I'm afraid this happens all the time.  

Don


----------



## grumpyman (Sep 24, 2006)

Yes I feel sorry if there are a number of local businesses out there who are owed monies but I think it is far better that they are continuing to operate which means possible a large number of people keep their jobs. Perhaps the continuation will mean those creditors recoup some of their money through future dealings.


----------



## Steamdrivenandy (Jun 18, 2007)

grumpyman said:


> Yes I feel sorry if there are a number of local businesses out there who are owed monies but I think it is far better that they are continuing to operate which means possible a large number of people keep their jobs. Perhaps the continuation will mean those creditors recoup some of their money through future dealings.


I'm afraid losses when a business goes under are a fact of commercial life. Speaking as an ex credit card acquirer manager who discovered that a particular merchant customer owed my bank £2m in unfulfilled orders. We tried to nurse them through the problem but unfortunately the Inland Revenue pulled the plug early, although by then we'd managed to reduce our loss to £1.5m.

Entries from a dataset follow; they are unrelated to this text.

PR #1664, opened 2015-08-10
Add DRIVER_OPTS variable in integration tests

ggiamarchi:
Some drivers need configuration that can be set only using specific command line flags. This is what the `DRIVER_OPTS` variable is for. Now, `core` tests can be run with any driver.

For instance, we can run the `core` tests on the OpenStack driver

```bash
$ export OS_USERNAME=user
$ export OS_PASSWORD=password
$ export OS_AUTH_URL=https://openstack/identity/v2.0
$ export OS_TENANT_ID=6d7fce9fee471194aa8b5b6e47267f03
$ export OS_REGION_NAME=region
$
$ export DRIVER=openstack
$ export DRIVER_OPTS='
    --openstack-image-name      ubuntu-14.04_x86_64
    --openstack-flavor-name     2_vCPU_RAM_4G_HD_10G
    --openstack-net-name        net
    --openstack-floatingip-pool PublicNetwork
    --openstack-ssh-user        ubuntu'
$
$ ./run-bats.sh core
```

### DIFF
--- a/test/integration/core/arbitrary-engine-envs.bats
+++ b/test/integration/core/arbitrary-engine-envs.bats
@@ -5,7 +5,7 @@ load ${BASE_TEST_DIR}/helpers.bash
 
 @test "$DRIVER: create with arbitrary engine envs" {
 
-run machine create -d $DRIVER \
+run machine create -d $DRIVER $DRIVER_OPTS \
   --engine-env=TEST=VALUE \
   $NAME
   [ $status -eq 0  ]
--- a/test/integration/core/arbitrary-engine-options.bats
+++ b/test/integration/core/arbitrary-engine-options.bats
@@ -3,7 +3,7 @@
 load ${BASE_TEST_DIR}/helpers.bash
 
 @test "$DRIVER: create with arbitrary engine option" {
-  run machine create -d $DRIVER \
+  run machine create -d $DRIVER $DRIVER_OPTS \
     --engine-opt log-driver=none \
     $NAME
   [ $status -eq 0 ]
--- a/test/integration/core/core-commands.bats
+++ b/test/integration/core/core-commands.bats
@@ -9,7 +9,7 @@ load ${BASE_TEST_DIR}/helpers.bash
 }
 
 @test "$DRIVER: create" {
-  run machine create -d $DRIVER $NAME
+  run machine create -d $DRIVER $DRIVER_OPTS $NAME
   [ "$status" -eq 0  ]
 }
 
--- a/test/integration/core/regenerate-certs.bats
+++ b/test/integration/core/regenerate-certs.bats
@@ -3,7 +3,7 @@
 load ${BASE_TEST_DIR}/helpers.bash
 
 @test "$DRIVER: create" {
-  run machine create -d $DRIVER $NAME
+  run machine create -d $DRIVER $DRIVER_OPTS $NAME
 }
 
 @test "$DRIVER: regenerate the certs" {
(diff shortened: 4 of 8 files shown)


nathanleclaire:
Generally I have been just setting the corresponding flags for the environment variables, since it is a uniform way to share them.  With this method it seems you have to remember to update the tests in every spot you might want to use them, and it's inconsistent in e.g. `cli` directory or the driver-specific ones.

Are there some flags you want to use which don't have environment variables already?

ggiamarchi:
Yes, actually none of the flags i use above get a corresponding environment variable.

Originally in the OpenStack driver there are environment variables only for things related to authentication, region, HTTP connection, ... ; everything not related to the machine actually. This is why there is currently no way to run integration tests on OpenStack.

I don't see why this solution would be inconsistent (?) Setting five environment variables or one containing five flags looks to be the same.

I'm not against the idea to add environment variables for all flags even if from a conceptual point of view it's better to use environment variables for things really related to the environment (i'm not sure to be clear :disappointed_relieved:)

I agree environment variable provide a uniform way to share them ; this make it easier. By the way, i'm aware to either solutions :
* Add environment variable for each flag
* Use the `DRIVER_OPTS` variable

__Note__ :
> In the other drivers most of the flags get a corresponding environment variable but not all. This is just an observation, not an argument.

WDYT ?

nathanleclaire:
> I don't see why this solution would be inconsistent (?) Setting five environment variables or one containing five flags looks to be the same.

Well, my concern is mostly about having to keep the `DRIVER_OPTS` variable updated in each test (every test which does a create should honor it).  

Outside of `core/`, there are also directories such as `cli/`, and the driver-specific ones, which are intended to run as part of the integration suite as well.  Forgetting `DRIVER_OPTS` in a create will introduce inconsistent behavior, but including it will force us to remember to manually update it whenever we add a new test or add to the existing ones.

Maybe a better solution would be to move to using some kind of `machine-create` alias (like how there is `machine`) which will add those flags?  And then change `machine create` usage in the tests to use `machine-create` instead?  What do you think about that idea?  Also cc @ehazlett for this discussion.

ggiamarchi:
Starting from your idea, we can basically do that in the existing `machine` function. if the `machine` call is a `create` action we insert driver specific flags before the machine name. This way, we don't need to change anything in the existing tests.

It would look something like

```bash
function machine() {
    if [[ "$@" =~ " -d $DRIVER " ]] ; then
        args=(${@:1:${#}-1} ${DRIVER_OPTS} ${@:${#}:${#}-1})
    else
        args=($@)
    fi
    "$MACHINE_ROOT"/"$MACHINE_BIN_NAME" "${args[@]}"
}
```

I did successfully test it with both `virtualbox` and `openstack` drivers.

Then, we could probably wrap the `-d $DRIVER` boilerplate in the function but the name is not always the same value because several tests create more than one machine.

ehazlett:
I agree with @nathanleclaire that using env vars provides a uniform way.  I'm also weary of trying to remember each flag in a `DRIVER_OPTS` var.  That being said, I think your suggestion could be used @ggiamarchi to override the machine test func.

I think my personal opinion would be to create environment variables for the flags as this is the convention and also keeps consistency with the other drivers.

KennethNagin:
I want to run docker tests on openstack, but the current build does not seem to allow it.
This fix might be the solution.  What is its status?

-Ken

nathanleclaire:
For the interim, I would prefer to either:

1. Add environment variables to the OpenStack driver so they can be specified directly (this would be easiest to get merged upstream quickly)
2. Add a `machine-create` alias for `machine create` which uses `$DRIVER`, `$NAME`, etc. by default

Or, both.

Thank you a lot for the contribution @ggiamarchi, but having to add `DRIVER_OPTS` to every single test which does a `create` is not something I am OK with.

PR #1667, opened 2015-08-11
digitalocean: enable specifying ssh user

ehazlett:
This enables specifying the ssh user in DigitalOcean.


nathanleclaire:
LGTM

This is starting to look like one of those things we should just have a "global" create flag for, though (it's duped in quite a few drivers).  Maybe we can file an issue for that.

PR #1685, opened 2015-08-12
Fix Docker daemon wait

nathanleclaire:
Also, a few various cleanups are bundled:

1. Only call GetDriver() once to get the object in provision/utils.go
2. SSH command wrapper will return the error and let the consumer decide
   what to do with it instead of bailing automatically on non-255

## Motivation

This PR is a first step towards fixing various issues that exist with regards to the way that Docker Machine (VirtualBox driver, mostly) handles itself in a networking environment using a proxy or VPN.  It will not fix the issue directly, but it should allow `create` to succeed without the dreaded "`ca.pem` missing" error message -- previously, provisioning would hang on attempting to dial the Docker daemon to establish whether it was running or stopped and this would prevent the rest of provisioning (including copying the certs) from happening.


nathanleclaire:
cc @ehazlett @tianon @jeffdm

libmachine/provision/utils.go
```diff
@@ -172,10 +174,17 @@ func ConfigureAuth(p Provisioner) error {
...
-	}
+	waitForDocker(p, dockerPort)
 
 	return nil
 }
+
+func waitForDocker(p Provisioner, dockerPort int) {
+	utils.WaitForSpecific(func() bool {
+		// HACK: Check netstat's output to see if anyone's listening on the Docker API port.
+		if _, err := p.SSHCommand(fmt.Sprintf("netstat -a | grep %d", dockerPort)); err != nil {
```
tianon: Do you think it'd be better to use `netstat -l` directly here to make sure we don't have false positives?

Also, how consistent is the output of `netstat`?  Can we narrow down that `grep` further to get rid of even more false positives?  (like a Docker port of `253` matching something listening on `1253` for an obvious example of a problem edge case)

tianon: Probably even want `netstat -ln` to make sure we don't get names from `/etc/services` mucking with our output.

nathanleclaire: Maybe something like `netstat -ln | grep ':::2376'`?  That starts to get into kind of specific output though, and I'm not sure how much the output of `netstat` deviates between systems.

tianon: Or maybe `grep '\b2376$'`, but likely doing the regex in Go instead of relying on `grep` inside the VM.

tianon: (`grep` is going to be much more wildly varying than `netstat`, in my experience, but it's worth testing a few different distros like `busybox`, `debian`, and something RPM-based like `fedora` to verify `netstat` output is reasonably sane)

ehazlett:
LGTM.  I've tested on Boot2Docker, Debian, Ubuntu and Fedora successfully.

nathanleclaire:
OK cool, @ehazlett I am going to update it to do the search for the relevant string using Go pattern matching like @tianon suggested, then I am g2g on this PR.

ehazlett:
@nathanleclaire :+1:

nathanleclaire:
This would also help situations such as: https://github.com/docker/machine/issues/1785#issuecomment-136883288 succeed in the create, but the firewall would still be blocking so I wonder if something could be done about that.  Perhaps a warning message when we can't reach <ip>:2376 indicating that a firewall or other network issue may be interfering with the communication.

drivers/virtualbox/virtualbox.go
```diff
@@ -136,7 +136,7 @@ func GetCreateFlags() []cli.Flag {
 }
 
 func (d *Driver) GetSSHHostname() (string, error) {
-	return "localhost", nil
+	return "127.0.0.1", nil
```
nathanleclaire: This is a tradeoff based on the fact that many users on Windows were getting `::1` (ipv6) for `localhost`.  We need to ensure IPv4.

libmachine/provision/boot2docker.go
```diff
@@ -182,6 +184,35 @@ func (provisioner *Boot2DockerProvisioner) GetOsReleaseInfo() (*OsRelease, error
 }
 
 func (provisioner *Boot2DockerProvisioner) Provision(swarmOptions swarm.SwarmOptions, authOptions auth.AuthOptions, engineOptions engine.EngineOptions) error {
+	const (
+		dockerPort = 2376
+	)
+
+	defer func() {
```
nathanleclaire: Not sure if a `defer` is appropriate here, or if it's simply something we should do at the end of the function on an otherwise happy path.

ehazlett:
LGTM

PR #1686, opened 2015-08-13
Prioritize using make in build, cleanup a few things in build script

nathanleclaire:
cc @ehazlett @tianon @hairyhenderson 

It's such a universal standard that `make` in your project root should build your project, I would really prefer for the build to be done through `make`.  This also reduces the complexity of the `script/build` script by just letting users specifying `GOOS` / `GOARCH` instead of our current `$1`/`$2` parsing weirdness.

This also replaces `SKIP_BUILD` with an automatic check to see if the build image is around already.

WDYT?

### DIFF
--- a/CONTRIBUTING.md
+++ b/CONTRIBUTING.md
@@ -10,17 +10,20 @@ Machine is a part of the [Docker](https://www.docker.com) project, and follows
 the same rules and principles. If you're already familiar with the way
 Docker does things, you'll feel right at home.
 
-Otherwise, go read
-[Docker's contributions guidelines](https://github.com/docker/docker/blob/master/CONTRIBUTING.md).
+Otherwise, please read [Docker's contributions
+guidelines](https://github.com/docker/docker/blob/master/CONTRIBUTING.md).
+
+# Building
 
 The requirements to build Machine are:
 
 1. A running instance of Docker
 2. The `bash` shell
+3. [Make](https://www.gnu.org/software/make/)
 
 To build, run:
 
-    $ script/build
+    $ make
 
 From the Machine repository's root.  Machine will run the build inside of a
 Docker container and the compiled binaries will appear in the project directory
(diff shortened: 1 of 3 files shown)


ehazlett:
I was hesitant in the beginning but I think it makes sense now.  LGTM

tianon:
I'm usually a +1 for `make`, since it can make things simpler :smile:

(and simpler for discoverability -- knowing about `script/build` requires reading the docs :smile:)

script/build
```diff
@@ -1,24 +1,20 @@
...
-    OS_PLATFORM_ARG=($1)
-fi
-
-if [ -z "$2" ]; then
-    OS_ARCH_ARG=(-arch="386 amd64 arm")
-else
-    OS_ARCH_ARG=($2)
-fi
+BUILD_IMAGE_NAME="docker-machine-build"
+OS_PLATFORM_ARG=${GOOS:-"darwin linux windows"}
```
nathanleclaire: Want to actually update this variable to `GOOS` instead of `OS_PLATFORM_ARG` for consistency / ease of mental burden's sake, then I'll be ready to merge this.

CONTRIBUTING.md
```diff
@@ -10,17 +10,19 @@ Machine is a part of the [Docker](https://www.docker.com) project, and follows
...
-[Docker's contributions guidelines](https://github.com/docker/docker/blob/master/CONTRIBUTING.md).
+Otherwise, please read [Docker's contributions
+guidelines](https://github.com/docker/docker/blob/master/CONTRIBUTING.md).
+
+# Building
 
 The requirements to build Machine are:
 
 1. A running instance of Docker
-2. The `bash` shell
```
hairyhenderson: Not sure this should be redacted - `bash` is still required (esp. important for systems where it isn't installed by default).

hairyhenderson:
:+1:  I like this.

CONTRIBUTING.md
nathanleclaire: That's true, the script does actually rely on bash.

I think I'd much rather have Autocruise still operating in the market than lose them completely. Whilst the rescue can seem opportunistic in one light, I'm sure that no business would've taken them on if saddled with the full debts that had been generated by previous management.

Andy


----------



## geraldandannie (Jun 4, 2006)

Steamdrivenandy said:


> Whilst the rescue can seem opportunistic in one light, I'm sure that no business would've taken them on if saddled with the full debts that had been generated by previous management.


This is, of course, true. And at least it's not the same owners starting up again, as happens a lot in other areas of commerce.

Gerald


----------



## GerryD (Sep 20, 2007)

Peter, you have just stolen the words from my mouth. I was reading the postings and thinking that now Swift own Autocruise, who use Peugeots, they may be in a position to bring some weight on Peugeot in the same excellent way that you have with Fiat.
Keep up the good work.


----------



## SwiftGroup (Jun 27, 2007)

*Autocruise*



GerryD said:


> Peter, you have just stolen the words from my mouth. I was reading the postings and thinking that now Swift own Autocruise, who use Peugeots, they may be in a position to bring some weight on Peugeot in the same excellent way that you have with Fiat.
> Keep up the good work.


I have already started the process!Peter.


----------



## 107699 (Oct 16, 2007)

Is it true that all Autocruise models built under the Autocruise ownership no longer have valid warranty cover.  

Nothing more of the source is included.